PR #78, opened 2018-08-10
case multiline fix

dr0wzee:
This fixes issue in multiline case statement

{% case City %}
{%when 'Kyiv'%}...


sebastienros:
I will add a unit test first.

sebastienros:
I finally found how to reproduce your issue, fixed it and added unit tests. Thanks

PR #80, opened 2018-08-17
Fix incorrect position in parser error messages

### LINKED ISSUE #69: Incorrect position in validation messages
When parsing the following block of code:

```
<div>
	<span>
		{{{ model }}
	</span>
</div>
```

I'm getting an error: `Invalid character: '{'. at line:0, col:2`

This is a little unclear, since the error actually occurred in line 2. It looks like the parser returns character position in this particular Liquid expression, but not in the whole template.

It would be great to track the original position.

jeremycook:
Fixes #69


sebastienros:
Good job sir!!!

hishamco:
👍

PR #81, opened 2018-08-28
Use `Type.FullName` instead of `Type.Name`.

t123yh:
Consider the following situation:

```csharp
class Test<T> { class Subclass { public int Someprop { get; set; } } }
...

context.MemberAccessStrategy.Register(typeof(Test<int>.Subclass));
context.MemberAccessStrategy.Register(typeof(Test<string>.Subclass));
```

--

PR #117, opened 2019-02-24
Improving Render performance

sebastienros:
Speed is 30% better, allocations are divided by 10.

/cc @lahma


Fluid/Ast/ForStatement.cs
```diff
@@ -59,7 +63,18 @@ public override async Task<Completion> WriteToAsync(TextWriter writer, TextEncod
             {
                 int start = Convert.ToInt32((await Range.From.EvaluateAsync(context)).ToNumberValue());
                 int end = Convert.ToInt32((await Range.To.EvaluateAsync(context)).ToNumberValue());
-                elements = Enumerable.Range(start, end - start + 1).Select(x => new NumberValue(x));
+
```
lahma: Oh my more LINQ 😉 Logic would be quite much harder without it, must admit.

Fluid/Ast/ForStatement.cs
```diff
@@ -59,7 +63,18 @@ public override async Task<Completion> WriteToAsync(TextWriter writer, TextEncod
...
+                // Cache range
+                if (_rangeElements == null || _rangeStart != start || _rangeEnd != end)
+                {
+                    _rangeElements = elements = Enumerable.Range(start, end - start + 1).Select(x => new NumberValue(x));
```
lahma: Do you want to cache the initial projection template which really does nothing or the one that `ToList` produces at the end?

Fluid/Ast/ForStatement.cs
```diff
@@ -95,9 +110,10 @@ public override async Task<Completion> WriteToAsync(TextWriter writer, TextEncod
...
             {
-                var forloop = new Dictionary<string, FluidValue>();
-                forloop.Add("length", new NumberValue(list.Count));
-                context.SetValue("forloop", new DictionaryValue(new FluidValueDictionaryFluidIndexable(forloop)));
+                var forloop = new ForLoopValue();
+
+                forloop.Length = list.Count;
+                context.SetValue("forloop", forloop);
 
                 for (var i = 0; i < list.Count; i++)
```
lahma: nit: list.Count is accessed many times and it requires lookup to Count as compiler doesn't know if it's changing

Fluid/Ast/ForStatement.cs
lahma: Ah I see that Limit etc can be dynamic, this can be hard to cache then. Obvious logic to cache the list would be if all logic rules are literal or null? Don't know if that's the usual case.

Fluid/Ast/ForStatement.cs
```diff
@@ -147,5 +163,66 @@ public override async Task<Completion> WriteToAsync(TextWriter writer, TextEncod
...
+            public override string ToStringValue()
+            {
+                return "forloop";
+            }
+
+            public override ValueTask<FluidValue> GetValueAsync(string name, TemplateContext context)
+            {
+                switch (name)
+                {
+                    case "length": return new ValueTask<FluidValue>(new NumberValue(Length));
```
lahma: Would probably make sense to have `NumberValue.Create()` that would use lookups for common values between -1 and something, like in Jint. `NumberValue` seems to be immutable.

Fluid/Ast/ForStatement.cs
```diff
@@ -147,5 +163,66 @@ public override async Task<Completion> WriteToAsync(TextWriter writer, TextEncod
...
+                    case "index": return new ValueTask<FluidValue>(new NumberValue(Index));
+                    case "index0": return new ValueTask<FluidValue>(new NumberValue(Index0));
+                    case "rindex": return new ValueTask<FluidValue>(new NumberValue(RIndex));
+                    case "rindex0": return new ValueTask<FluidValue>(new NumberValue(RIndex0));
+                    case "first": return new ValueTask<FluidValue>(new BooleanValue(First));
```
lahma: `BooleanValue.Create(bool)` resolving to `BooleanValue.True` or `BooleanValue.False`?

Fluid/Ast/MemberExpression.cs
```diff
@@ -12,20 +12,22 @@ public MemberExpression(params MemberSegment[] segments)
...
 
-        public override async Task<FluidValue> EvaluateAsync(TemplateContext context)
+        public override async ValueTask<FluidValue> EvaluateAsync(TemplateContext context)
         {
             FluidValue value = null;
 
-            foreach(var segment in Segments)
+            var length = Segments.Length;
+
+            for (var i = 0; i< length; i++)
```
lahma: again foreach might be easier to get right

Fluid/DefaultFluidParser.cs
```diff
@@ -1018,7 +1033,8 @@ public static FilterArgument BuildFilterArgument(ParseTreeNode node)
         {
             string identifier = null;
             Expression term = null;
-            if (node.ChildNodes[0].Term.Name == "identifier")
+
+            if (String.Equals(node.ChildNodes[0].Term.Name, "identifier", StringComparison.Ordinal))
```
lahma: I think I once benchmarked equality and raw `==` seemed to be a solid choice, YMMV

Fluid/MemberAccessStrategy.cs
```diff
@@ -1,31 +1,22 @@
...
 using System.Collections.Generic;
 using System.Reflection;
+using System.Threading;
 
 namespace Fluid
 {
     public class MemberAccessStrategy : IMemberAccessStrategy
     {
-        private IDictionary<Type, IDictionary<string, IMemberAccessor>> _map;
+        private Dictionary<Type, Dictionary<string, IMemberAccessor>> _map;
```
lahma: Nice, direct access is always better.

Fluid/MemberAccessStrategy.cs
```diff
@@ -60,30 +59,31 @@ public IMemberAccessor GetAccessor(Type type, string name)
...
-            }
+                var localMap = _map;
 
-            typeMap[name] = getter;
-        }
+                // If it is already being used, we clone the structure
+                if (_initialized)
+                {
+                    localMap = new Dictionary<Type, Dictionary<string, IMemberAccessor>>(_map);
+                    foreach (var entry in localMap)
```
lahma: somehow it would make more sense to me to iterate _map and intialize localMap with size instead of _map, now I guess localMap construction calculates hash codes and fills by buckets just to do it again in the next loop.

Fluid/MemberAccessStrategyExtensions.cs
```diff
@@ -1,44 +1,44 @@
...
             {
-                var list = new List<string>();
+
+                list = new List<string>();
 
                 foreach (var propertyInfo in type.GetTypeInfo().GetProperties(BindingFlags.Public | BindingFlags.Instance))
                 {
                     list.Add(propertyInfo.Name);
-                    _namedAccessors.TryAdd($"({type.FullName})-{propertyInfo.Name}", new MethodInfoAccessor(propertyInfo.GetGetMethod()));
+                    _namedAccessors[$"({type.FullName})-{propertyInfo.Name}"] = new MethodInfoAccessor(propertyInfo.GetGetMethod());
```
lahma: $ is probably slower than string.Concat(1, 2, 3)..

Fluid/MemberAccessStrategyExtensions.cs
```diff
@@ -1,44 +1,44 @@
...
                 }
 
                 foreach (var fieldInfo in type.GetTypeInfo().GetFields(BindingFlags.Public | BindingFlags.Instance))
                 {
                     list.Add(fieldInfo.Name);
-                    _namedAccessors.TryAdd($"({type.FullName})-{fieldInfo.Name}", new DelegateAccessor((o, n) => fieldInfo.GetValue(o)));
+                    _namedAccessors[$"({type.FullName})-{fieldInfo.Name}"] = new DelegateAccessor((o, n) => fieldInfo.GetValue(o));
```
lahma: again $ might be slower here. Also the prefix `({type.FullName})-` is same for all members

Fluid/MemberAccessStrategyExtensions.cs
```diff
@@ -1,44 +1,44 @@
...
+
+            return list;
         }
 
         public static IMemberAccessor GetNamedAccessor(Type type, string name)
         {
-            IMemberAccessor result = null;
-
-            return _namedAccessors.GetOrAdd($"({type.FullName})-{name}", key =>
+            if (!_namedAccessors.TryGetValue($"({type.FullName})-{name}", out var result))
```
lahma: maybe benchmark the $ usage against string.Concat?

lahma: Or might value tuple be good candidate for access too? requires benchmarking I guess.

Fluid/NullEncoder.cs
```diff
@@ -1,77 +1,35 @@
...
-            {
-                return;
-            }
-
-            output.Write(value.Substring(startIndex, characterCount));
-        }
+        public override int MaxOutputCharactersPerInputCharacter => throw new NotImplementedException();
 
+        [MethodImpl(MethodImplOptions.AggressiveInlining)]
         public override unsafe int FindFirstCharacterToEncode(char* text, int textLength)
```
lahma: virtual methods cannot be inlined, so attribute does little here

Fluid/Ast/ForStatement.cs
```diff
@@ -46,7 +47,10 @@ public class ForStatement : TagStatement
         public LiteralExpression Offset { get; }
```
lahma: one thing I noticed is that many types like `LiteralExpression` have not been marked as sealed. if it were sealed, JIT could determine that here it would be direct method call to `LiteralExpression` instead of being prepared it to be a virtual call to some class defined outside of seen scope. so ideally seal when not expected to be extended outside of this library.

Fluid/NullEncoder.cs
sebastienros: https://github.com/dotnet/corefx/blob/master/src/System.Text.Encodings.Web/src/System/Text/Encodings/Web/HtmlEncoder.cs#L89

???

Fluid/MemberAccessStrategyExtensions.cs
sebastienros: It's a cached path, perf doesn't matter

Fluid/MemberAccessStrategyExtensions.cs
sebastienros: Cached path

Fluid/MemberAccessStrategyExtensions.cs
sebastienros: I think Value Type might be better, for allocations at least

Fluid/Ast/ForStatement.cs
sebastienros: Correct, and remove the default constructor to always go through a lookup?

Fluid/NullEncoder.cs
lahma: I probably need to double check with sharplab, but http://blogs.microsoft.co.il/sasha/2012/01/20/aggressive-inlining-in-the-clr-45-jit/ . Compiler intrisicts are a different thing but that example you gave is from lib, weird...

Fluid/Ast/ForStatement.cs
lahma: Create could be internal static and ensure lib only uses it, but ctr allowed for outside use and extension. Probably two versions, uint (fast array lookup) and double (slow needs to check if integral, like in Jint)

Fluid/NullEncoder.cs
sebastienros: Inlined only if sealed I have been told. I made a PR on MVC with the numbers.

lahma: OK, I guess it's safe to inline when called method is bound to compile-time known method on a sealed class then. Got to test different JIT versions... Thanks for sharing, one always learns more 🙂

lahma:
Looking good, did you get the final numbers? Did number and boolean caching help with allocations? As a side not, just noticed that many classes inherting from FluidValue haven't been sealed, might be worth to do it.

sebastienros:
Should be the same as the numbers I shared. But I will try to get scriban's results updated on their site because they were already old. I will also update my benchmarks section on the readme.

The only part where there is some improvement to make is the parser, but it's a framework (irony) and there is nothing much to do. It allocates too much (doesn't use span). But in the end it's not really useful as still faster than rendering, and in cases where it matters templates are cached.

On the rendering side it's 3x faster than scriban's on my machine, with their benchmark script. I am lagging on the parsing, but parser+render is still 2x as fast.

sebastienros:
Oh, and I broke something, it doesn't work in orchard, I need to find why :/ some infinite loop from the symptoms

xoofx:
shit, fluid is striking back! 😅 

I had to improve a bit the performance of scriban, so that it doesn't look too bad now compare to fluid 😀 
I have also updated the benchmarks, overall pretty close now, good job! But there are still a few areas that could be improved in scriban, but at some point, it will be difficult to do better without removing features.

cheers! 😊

WORK ITEM
Each line of the material that contains the string "position" has to be copied out.

EXERCISE RESULT
Fix incorrect position in parser error messages
### LINKED ISSUE #69: Incorrect position in validation messages
This is a little unclear, since the error actually occurred in line 2. It looks like the parser returns character position in this particular Liquid expression, but not in the whole template.
It would be great to track the original position.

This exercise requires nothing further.